From: "Arthaey Angosii" <[log in to unmask]>
Sent: Friday, March 24, 2006 11:40 PM

> Emaelivpeith taliesin the storyteller:
>> Basically: languages which inflect the verb itself for
>> present and
>> preterite/past, will also have a verb for "to be".
>> Examples include most
>> IE-languages. Languages which use some other way to show
>> time, don't
>> have a verb for "to be". Examples include Chinese. The
>> reason why "to
>> be" is needed is because you can't add a particle/word
>> meaning "not"
>> directly to a noun used as a predicate, you need a
>> buffer-word of some
>> sort, hence "to be".

Ayeri is odd in this respect in that "to be" is usually
omitted when it's not marked, that is, in the present tense
indicative. Person marking doesn't count in this case.
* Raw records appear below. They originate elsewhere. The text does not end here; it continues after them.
Issue #175, opened 2025-11-12
LSMR init overflow


GJBoth:
Thanks for implementing the LSMR solver - I've been using it for matrix-free Levenberg-Marquardt and it seems to work really well! There's one issue with the initialisation however - [one of the initial values gets initialised as `1e100` leading to overflows.](https://github.com/patrick-kidger/lineax/blob/6bf1a0e17c6352b96bdf52e72772fac63eb641df/lineax/_solver/lsmr.py#L181). The origin of this value seems to be the [scipy implementation](https://github.com/patrick-kidger/lineax/blob/6bf1a0e17c6352b96bdf52e72772fac63eb641df/lineax/_solver/lsmr.py#L181), which runs in 64bit by default - but Jax runs in 32. It doesn't seem to affect the result of the solver, though.

Simply changing this line to:
``` 
minrbar=jnp.inf
``` 

solves the issue for me.

johannahaffner:
This just reminded me of this issue: https://github.com/patrick-kidger/optimistix/pull/186 - let's try to avoid using a `jnp.something` default value. How about we set `minrbar` to the highest value that does not overflow in 32-bit, so `1e38` if this is a float, and `1e9` if it is an integer.

PTNobel:
I think any big number should be fine ...

Issue #172, opened 2025-08-31
Test failure with 0.7.1: condition number too high for LSMR solver; test passes on 0.7.0


johannahaffner:
I ran the Lineax test suite for 0.7.1, with Equinox from its current `main` branch. 

We now get an `EquinoxRuntimeError` for `LSMR`. 

```
tests/test_vmap_jvp.py:129: EquinoxRuntimeError
=========================== short test summary info ============================
FAILED tests/test_vmap_jvp.py::test_vmap_jvp[float64-construct_singular_matrix-True-make_matrix_operator-solver20-tags20-True] - EquinoxRuntimeError: Above is the stack outside of JIT. Below is the stack ...
```

The Lineax error message is 

```
equinox.EquinoxRuntimeError: Condition number of A seems to be larger than `conlim`.
```

This test passes on 0.7.0.
I have not yet investigated this error, just opening this issue so it can be tracked.

johannahaffner:
> so it's possible we just got unlucky with the randomly generated matrix?

I think so too.

PR #176, opened 2025-11-14
Decrease default value to prevent overflow in 32-bit.

johannahaffner:
Fixes https://github.com/patrick-kidger/lineax/issues/175#issuecomment-3530551020.

### DIFF
--- a/lineax/_solver/lsmr.py
+++ b/lineax/_solver/lsmr.py
@@ -42,6 +42,7 @@ import jax.tree_util as jtu
 from equinox.internal import ω
 from jaxtyping import Array, PyTree
 
+from .._misc import complex_to_real_dtype
 from .._norm import two_norm
 from .._operator import AbstractLinearOperator, conj
 from .._solution import RESULTS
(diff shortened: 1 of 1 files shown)


patrick-kidger:
Should this be something like `jnp.finfo(jnp.float32).max`? If nothing else to document the choice here.

johannahaffner:
Sure, I can add a comment! A `jnp` anything in a default value of a public function causes JAX to initialise upon import of the library, I'm not exactly sure if this would be triggered here as well and will check if that would be the case.

johannahaffner:
We're getting the test failure reported here, which seems to be due to numerical bad luck: https://github.com/patrick-kidger/lineax/issues/172

johannahaffner:
...and another one in GMRES, although I don't see how that one could be due to the changes I made.

tests/helpers.py
```diff
@@ -59,6 +59,17 @@ def _construct_matrix_impl(getkey, cond_cutoff, tags, size, dtype, i):
...
+    # condition numbers (as they are expected to do). The way this plays out can depend
+    # on the JAX version and on the platform the code runs - with a given seed and some
+    # new and optimised XLA kernel fusion, a test may fail.
+    # The cutoffs below are a little empirical, I've chosen them to be as high as
+    # possible to ensure that we are still testing a real scenario, without generating
+    # operators that the iterative solvers aren't built for.
+    elif isinstance(solver, lx.GMRES):
+        cond_cutoff = 900
+    elif isinstance(solver, lx.LSMR):
+        cond_cutoff = 800
```
johannahaffner: This is the relevant change - I'm changing the maximum condition number of the operator for LSMR, since it will fail tests if the cutoff is at `1e3`. If this isn't lowered, then tests such as the `vmap_jvp` will fail. 

I'm not familiar enough with LSMR to understand how the condition number of the original operator propagates to the condition number we're dealing with when computing the JVP, which is another linear solve. 

FWIW we've seen other programs that were at or near their numerical limit fail when a new JAX version drops - and work again in a subsequent one. Optimisations in how XLA Fuses operations can mean that numerical errata get propagated a little differently from version to version, and if the program already operators near instability this can put it over the edge. That said, I'm not sure that LSMR *should* be at its numerical limits for the JVP of a linear solve where the original operator has a condition number of `1e3`.

PR #179, opened 2025-11-24
Update guidelines for installation of doc dependencies

johannahaffner:
The contribution guidelines were out of date since the doc stack update. 

This PR is expected to fail the CI, with the same things that fail in https://github.com/patrick-kidger/lineax/pull/176 and and https://github.com/patrick-kidger/lineax/pull/178.


patrick-kidger:
I'm going to close this as I'm about to update the rest of our infra in the same way as I've done for the other projects, and do this at the same time :)

PR #184, opened 2025-12-27
Replace deprecated implicit conversion of an array to a dtype in `MatrixLinearOperator` initialization

RunnersNum40:
`MatrixLinearOperator` initialization uses an implicit dtype conversion to check if the matrix has an inexact type. JAX in deprecated this in [0.4.30](https://docs.jax.dev/en/latest/changelog.html#jax-0-4-30-june-18-2024) and it will be an error in [0.8.0](https://docs.jax.dev/en/latest/changelog.html#jax-0-8-0-october-15-2025).

This PR replaces it with an explicit check.

Here's an MVP of the issue:

```py
import warnings

import jax.numpy as jnp
import lineax as lx


warnings.simplefilter("default", DeprecationWarning)


lx.MatrixLinearOperator(jnp.eye(1))
```

And the result is:
`DeprecationWarning: Implicit conversion of an array to a dtype is deprecated; rather than dtype=arr use dtype=arr.dtype. In the future this will result in an error.`

### DIFF
--- a/.github/workflows/release.yml
+++ b/.github/workflows/release.yml
@@ -10,14 +10,14 @@ jobs:
     runs-on: ubuntu-latest
     steps:
       - name: Release
-        uses: patrick-kidger/action_update_python_project@v6
+        uses: patrick-kidger/action_update_python_project@v8
         with:
             python-version: "3.11"
             test-script: |
                 cp -r ${{ github.workspace }}/tests ./tests
                 cp ${{ github.workspace }}/pyproject.toml ./pyproject.toml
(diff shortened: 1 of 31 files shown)


RunnersNum40:
Dang, I thought I looked hard enough for other cases. There's at least nothing else that matches theses two instances.

After pointing at `dev` I realized that both of these were fixed already in https://github.com/patrick-kidger/lineax/commit/9c1b9a9f3e2a3ae55235a996fec357444d8a7d95. I'm closing this PR in light of that.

I
played with the idea that the word could be completely
omitted so that the various marker for tense and mode could
stand on their own, like Arthaey said, but I didn't like
this idea somehow. _maoiayang_ (I wasn't) looks weird
without a stem (yom(a), to be, to exist) and also could be
easily confused with a potential stem _ma_, which doesn't
exist yet.

--
"Miranayam cepauarą naranoaris."
(Calvin nay Hobbes)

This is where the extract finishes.